What are emerging applications for LRPPRC Antibody, Biotin conjugated in research?

Emerging applications for LRPPRC Antibody, Biotin conjugated include:

• Single-Cell Analysis:

  • Combining with mass cytometry (CyTOF) for single-cell profiling

  • Integration with spatial transcriptomics to correlate LRPPRC protein levels with transcript distributions

• Super-Resolution Microscopy:

  • Visualizing LRPPRC distribution within mitochondrial subcompartments

  • Studying co-localization with mitochondrial RNA granules at nanoscale resolution

• In vivo Imaging:

  • Development of LRPPRC imaging probes based on antibody fragments

  • Monitoring mitochondrial stress responses in living systems

• Liquid Biopsy Development:

  • Exploring LRPPRC as a potential biomarker in circulating extracellular vesicles

  • Correlation with mitochondrial disease progression

• Therapeutic Target Validation:

  • Using LRPPRC antibodies to validate drug target engagement

  • Monitoring changes in LRPPRC-dependent pathways during experimental therapeutics

These emerging applications represent the frontier of LRPPRC research, where biotin-conjugated antibodies offer particular advantages due to their detection sensitivity and versatility.

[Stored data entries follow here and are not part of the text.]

Issue #2009, opened 2022-02-12
[Feature] Add CDPSession


chenzanyu:
Node.js and Python have CDPSession implementations, can this function in DOTNET?
https://playwright.dev/docs/api/class-cdpsession

namilkimfree:
I want that feature.

304NotModified:
Correct link: https://playwright.dev/docs/api/class-cdpsession

wY1k:
I want that feature.

namilkimfree:
with stealth function

This function is required to use capture events, etc.

@mxschmitt

PR #2448, opened 2023-01-11
feat: add support for Chrome DevTools Protocol

hutchcodes:
Fixes https://github.com/microsoft/playwright-dotnet/issues/2009.

### DIFF
--- a/src/Playwright.Tests/SessionTests.cs
+++ b/src/Playwright.Tests/SessionTests.cs
@@ -67,7 +67,7 @@ public class SessionTests : PageTestEx
         bool threwException = false;
         var client = await Page.Context.NewCDPSessionAsync(Page);
         await client.SendAsync("Runtime.enable");
-        var evalResponse = (await client.SendAsync("Runtime.evaluate", new Dictionary<string, object> { { "expression", "1 + 2" }, { "returnByValue", true } }));
+        var evalResponse = await client.SendAsync("Runtime.evaluate", new Dictionary<string, object> { { "expression", "1 + 2" }, { "returnByValue", true } });
 
         // TODO: Why is the result nested in a result?
         Assert.AreEqual(3, (int)evalResponse.Value.Deserialize<JsonNode>()["result"]["result"]["value"]);
--- a/src/Playwright.Tests/SessionTests.cs
+++ b/src/Playwright.Tests/SessionTests.cs
@@ -76,7 +76,7 @@ public class SessionTests : PageTestEx
 
         try
         {
-            await client.SendAsync("Runtime.evaluate", new Dictionary<string, object> { { "expression", "'1 + 2'" }, { "returnByValue", "true" } });
+            await client.SendAsync("Runtime.evaluate", new Dictionary<string, object> { { "expression", "1 + 2" }, { "returnByValue", "true" } });
         }
         catch (PlaywrightException ex)
         {
--- a/src/Playwright.Tests/SessionTests.cs
+++ b/src/Playwright.Tests/SessionTests.cs
@@ -50,11 +50,11 @@ public class SessionTests : PageTestEx
         await client.SendAsync("Network.enable");
 
         var events = new List<object>();
-        client.On("Network.requestWillBeSent", (eventArgs) =>
+        client.AddEventListener("Network.requestWillBeSent", (eventArgs) =>
         {
             events.Add(eventArgs);
         });
-
+        
         await Page.GotoAsync(Server.EmptyPage);
 
         Assert.AreEqual(1, events.Count);
@@ -64,26 +64,18 @@ public class SessionTests : PageTestEx
     [Skip(SkipAttribute.Targets.Firefox, SkipAttribute.Targets.Webkit)]
     public async Task ShouldDetachSession()
     {
-        bool threwException = false;
         var client = await Page.Context.NewCDPSessionAsync(Page);
         await client.SendAsync("Runtime.enable");
         var evalResponse = await client.SendAsync("Runtime.evaluate", new Dictionary<string, object> { { "expression", "1 + 2" }, { "returnByValue", true } });
 
-        // TODO: Why is the result nested in a result?
-        Assert.AreEqual(3, (int)evalResponse.Value.Deserialize<JsonNode>()["result"]["result"]["value"]);
+        Assert.AreEqual(3, (int)evalResponse.Value.Deserialize<JsonNode>()["result"]["value"]);
 
         await client.DetachAsync();
 
-        try
-        {
-            await client.SendAsync("Runtime.evaluate", new Dictionary<string, object> { { "expression", "1 + 2" }, { "returnByValue", "true" } });
-        }
-        catch (PlaywrightException ex)
-        {
-            threwException = true;
-            Assert.AreEqual("Target page, context or browser has been closed", ex.Message);
-        }
-        Assert.IsTrue(threwException);
+
+        var exceptions = await PlaywrightAssert.ThrowsAsync<PlaywrightException>(
+            () => client.SendAsync("Runtime.evaluate", new Dictionary<string, object> { { "expression", "'1 + 2'" }, { "returnByValue", "true" } }));
+        StringAssert.Contains("Target page, context or browser has been closed", exceptions.Message);
     }
 
     [PlaywrightTest("chromium/session.spec.ts", "should throw nice errors")]
@@ -92,15 +84,9 @@ public class SessionTests : PageTestEx
     {
         var client = await Page.Context.NewCDPSessionAsync(Page);
 
-        try
-        {
-            await TheSourceOfTheProblem();
-        }
-        catch (PlaywrightException ex)
-        {
-            Assert.IsTrue(ex.StackTrace.Contains("TheSourceOfTheProblem", StringComparison.InvariantCultureIgnoreCase), "StackTrace does not contain 'TheSourceOfTheProblem'");
-            Assert.IsTrue(ex.Message.Contains("ThisCommand.DoesNotExist", StringComparison.InvariantCultureIgnoreCase), "Exception message does not contain 'ThisCommand.DoesNotExist'");
-        }
+        var exception = await PlaywrightAssert.ThrowsAsync<PlaywrightException>(() => TheSourceOfTheProblem());
+        StringAssert.Contains("TheSourceOfTheProblem", exception.StackTrace);
+        StringAssert.Contains("ThisCommand.DoesNotExist", exception.Message);
 
         async Task TheSourceOfTheProblem()
         {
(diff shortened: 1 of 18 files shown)


src/Playwright/API/Generated/ICDPSession.cs
```diff
@@ -0,0 +1,66 @@
...
+    /// emit any events and can't be used to send messages.
+    /// </para>
+    /// </summary>
+    Task DetachAsync();
+
+    /// <param name="method">Protocol method name.</param>
+    /// <param name="args">Optional method parameters.</param>
+    Task<JsonElement?> SendAsync(string method, Dictionary<string, object>? args = default);
+
+    void On(string eventName, Action<JsonElement?> handler);
```
mxschmitt, line 63: Was this method generated from the upstream docs? I think we need to add it there, so it does not get overridden when we roll in the future. This gives us also support for comments + makes it visible on playwright.dev.

src/Playwright/Core/CDPSession.cs
```diff
@@ -0,0 +1,90 @@
...
+using Microsoft.Playwright.Transport.Channels;
+
+#nullable enable
+
+namespace Microsoft.Playwright.Core;
+
+internal class CDPSession : ChannelOwnerBase, ICDPSession, IChannelOwner<CDPSession>
+{
+    private readonly CDPChannel _channel;
+    private readonly Dictionary<string, List<Action<JsonElement?>>> _eventListeners;
```
mxschmitt, line 39: Not sure if here a Delegate would fit better. Since it provides Remove and Combine methods.

src/Playwright/Core/CDPSession.cs
```diff
@@ -0,0 +1,90 @@
...
+        {
+            _eventListeners[eventName].Add(handler);
+        }
+        else
+        {
+            _eventListeners.Add(eventName, new() { handler });
+        }
+    }
+
+    public Task<JsonElement> Send2Async(string method, Dictionary<string, object>? args = null) => throw new NotImplementedException();
```
mxschmitt, line 86: what is Send2Async?

src/Playwright/API/Generated/ICDPSession.cs
mxschmitt, line 63: Why JsonElement? is there a case that its null?

src/Playwright/Transport/Channels/CDPChannelEventArgs.cs
```diff
@@ -0,0 +1,37 @@
+/*
+ * MIT License
+ *
+ * Copyright (c) 2020 Darío Kondratiuk
```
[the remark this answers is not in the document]
kblok: 💔 😂

src/Playwright/Core/CDPSession.cs
```diff
@@ -0,0 +1,90 @@
...
+    }
+
+    public async Task<JsonElement?> SendAsync(string method, Dictionary<string, object>? args = null)
+    {
+        return await _channel.SendAsync(method, args);
+    }
+
+    private void OnCDPEvent(object sender, CDPChannelEventArgs e)
+    {
+        if (_eventListeners.ContainsKey(e.EventName))
```
campersau, line 65: Use `TryGetValue` instead to avoid double indexing.

src/Playwright/Core/CDPSession.cs
```diff
@@ -0,0 +1,90 @@
...
+            foreach (var listener in _eventListeners[e.EventName])
+            {
+                listener(e.EventParams);
+            }
+        }
+    }
+
+    public void On(string eventName, Action<JsonElement?> handler)
+    {
+        if (_eventListeners.ContainsKey(eventName))
```
campersau, line 76: Use `TryGetValue` instead to avoid double indexing.

src/Playwright.Tests/SessionTests.cs
```diff
@@ -0,0 +1,176 @@
...
+    [Skip(SkipAttribute.Targets.Firefox, SkipAttribute.Targets.Webkit)]
+    public async Task ShouldDetachSession()
+    {
+        bool threwException = false;
+        var client = await Page.Context.NewCDPSessionAsync(Page);
+        await client.SendAsync("Runtime.enable");
+        var evalResponse = (await client.SendAsync("Runtime.evaluate", new Dictionary<string, object> { { "expression", "1 + 2" }, { "returnByValue", true } }));
+
+        // TODO: Why is the result nested in a result?
+        Assert.AreEqual(3, (int)evalResponse.Value.Deserialize<JsonNode>()["result"]["result"]["value"]);
```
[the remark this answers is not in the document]
mxschmitt: Modify the channel like this, then it works:

```csharp
    internal async Task<JsonElement?> SendAsync(string method, Dictionary<string, object>? args = null)
    {
        var newArgs = new Dictionary<string, object>() { { "method", method } };
        if (args != null)
        {
            newArgs["params"] = args;
        }
        var result = await Connection.SendMessageToServerAsync(
           Guid,
           "send",
           newArgs).ConfigureAwait(false);
        return result?.GetProperty("result");
    }
```

See how its done upstream: 

https://github.com/microsoft/playwright/blob/fa49803ca08aed6c8373a7101f54c49ad458ffd7/packages/playwright-core/src/client/cdpSession.ts#L46

src/Playwright/API/Generated/ICDPSession.cs
```diff
@@ -0,0 +1,66 @@
...
+/// </summary>
+public partial interface ICDPSession
+{
+    /// <summary>
+    /// <para>
+    /// Detaches the CDPSession from the target. Once detached, the CDPSession object won't
+    /// emit any events and can't be used to send messages.
+    /// </para>
+    /// </summary>
+    Task DetachAsync();
```
campersau, line 57: Would it be nicer to implement `IAsyncDisposable` instead? So you could write:

```c#
await using (var cdp = await browser.NewBrowserCDPSessionAsync())
{
    // ...
}

```

src/Playwright/API/Generated/ICDPSession.cs
campersau, line 63: Should there also be an `Off` method to remove the handler? Or return an `IDisposable` and when it is disposed remove the handler?

src/Playwright/Core/CDPSession.cs
hutchcodes: That was me fooling around trying to create some generic methods rather than just return JSonElement, but wasn't supposed to be in this PR. Removed.

campersau:
In another project, [`CefSharp`](https://github.com/cefsharp/CefSharp), we generated code based on the [CDP](https://chromedevtools.github.io/devtools-protocol/) of the browser which can be downloaded from `http://localhost:9222/json/protocol` which looks something like this: https://raw.githubusercontent.com/cefsharp/CefSharp/master/CefSharp/DevTools/DevToolsClient.Generated.netcore.cs
So the user can use actual types / events and sees the documentation instead passing strings / dictionaries around.

Would that also be something you would want to add / support?
(The CDP to csharp parser itself isn't public.)

src/Playwright/API/Generated/ICDPSession.cs
hutchcodes: We're getting a nullable passed to us from the Connection class.

hutchcodes: We changed from `On` to `AddEventListener` and also added a `RemoveEventListener`

src/Playwright/Transport/Channels/CDPChannelEventArgs.cs
```diff
@@ -0,0 +1,36 @@
...
+ * LIABILITY, WHETHER IN AN ACTION OF CONTRACT, TORT OR OTHERWISE, ARISING FROM,
+ * OUT OF OR IN CONNECTION WITH THE SOFTWARE OR THE USE OR OTHER DEALINGS IN THE
+ * SOFTWARE.
+ */
+using System.Text.Json;
+using System.Text.Json.Serialization;
+
+namespace Microsoft.Playwright.Transport.Channels;
+
+public class CDPChannelEventArgs
```
campersau, line 29: Should this be `internal`? Looks like everything else in this namespace is `internal`.
```suggestion
internal class CDPChannelEventArgs
```

src/Playwright.Tests/SessionTests.cs
```diff
@@ -0,0 +1,206 @@
...
+ * AUTHORS OR COPYRIGHT HOLDERS BE LIABLE FOR ANY CLAIM, DAMAGES OR OTHER
+ * LIABILITY, WHETHER IN AN ACTION OF CONTRACT, TORT OR OTHERWISE, ARISING FROM,
+ * OUT OF OR IN CONNECTION WITH THE SOFTWARE OR THE USE OR OTHER DEALINGS IN THE
+ * SOFTWARE.
+ */
+
+using System.Text.Json;
+using System.Text.Json.Nodes;
+
+namespace Microsoft.Playwright.Tests.Chromium;
```
mxschmitt, line 28: namspace looks wrong. Should be just `namespace Microsoft.Playwright.Tests;`

src/Playwright/Core/CDPSession.cs
```diff
@@ -0,0 +1,104 @@
...
+        {
+            listener(e.EventParams);
+        }
+    }
+
+    public void AddEventListener(string eventName, Action<JsonElement?> eventHandler)
+    {
+        if (_eventListeners.TryGetValue(eventName, out Action<JsonElement?> listener))
+        {
+            _eventListeners[eventName] += eventHandler;
```
pavelfeldman, line 75: What's is Actions's +=, does it combine the delegates? Not a C# expert, but not following how multiple handlers work here.

src/Playwright/Core/CDPSession.cs
```diff
@@ -0,0 +1,104 @@
...
+
+    private void OnCDPEvent(object sender, CDPChannelEventArgs e)
+    {
+        if (_eventListeners.TryGetValue(e.EventName, out Action<JsonElement?> listener))
+        {
+            listener(e.EventParams);
+        }
+    }
+
+    public void AddEventListener(string eventName, Action<JsonElement?> eventHandler)
```
pavelfeldman, line 71: Implementing add/removeEventListener is typically a tedious task with several gotchas and edge conditions (like removing self while dispatching, removing dispatched while dispatching, removing non-dispatched while dispatching, etc.). I wonder if we can stay away from this and offer a different API:

```csharp
session.event("Animation.animationCreated") += (_) => Console.WriteLine("Animation created!");
```

This reads and implements simpler to me.

pavelfeldman (commented):
Looks mostly good.

src/Playwright/Core/CDPSession.cs
hutchcodes: Yes, += combines and then in the remove -= removes a handler from the combined handlers.

src/Playwright/Core/CDPSession.cs
hutchcodes: I definitely like that syntax better and explored that for a bit but couldn't find a way to make it work. 

The problem is that the `+=` creates a new object that combines the original handler with the new handler and tries to assign that back to the original. So `A += B` is equivalent to `A = A + B`, but we can't assign to the return value of the method.

The only idea I had was to create a custom indexed class that would allow us to do `session. Event["Animation.animationCreated"]' and automatically generate the event handler with a noop if it didn't exist. We could then `+=` to combine with that noop.

I wasn't too keen to start creating what amounts to a custom dictionary implementation and I was worried that it might be confusing to consumers of the interface to have something that looks kind of like a dictionary but has an odd behavior of being both empty and every `session. Event[""] returns a value. I'm open to it though if everyone else thinks that's the way to go.

hutchcodes: Found a way to make this work by returning an object that implements a standard C# event allowing consumer to add event listeners in a standard C# way
`client.Event("Network.requestWillBeSent").OnEvent += myEventHandler;`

What resources are available to researchers working with LRPPRC Antibody, Biotin conjugated?

Researchers working with LRPPRC Antibody, Biotin conjugated can access:

• Commercial Resources:

  • Multiple vendors offering LRPPRC antibodies with various conjugates

  • Recombinant LRPPRC proteins for positive controls

  • Validation data available from manufacturers

• Research Tools:

  • Cell lines with verified LRPPRC expression profiles

  • LRPPRC knockout/knockdown models

  • Sequence information and epitope mapping data

• Literature Resources:

  • Published protocols for LRPPRC detection in various applications

  • Comparative studies of different antibody clones

  • Disease-specific studies utilizing LRPPRC antibodies

• Bioinformatic Tools:

  • Protein interaction databases with LRPPRC networks

  • Mitochondrial proteome databases

  • Expression atlases across tissues and conditions

• Research Community:

  • Mitochondrial research consortia

  • Leigh Syndrome research networks

  • Method-sharing platforms and protocol repositories

Leveraging these resources can accelerate research progress and enhance experimental reproducibility in LRPPRC studies.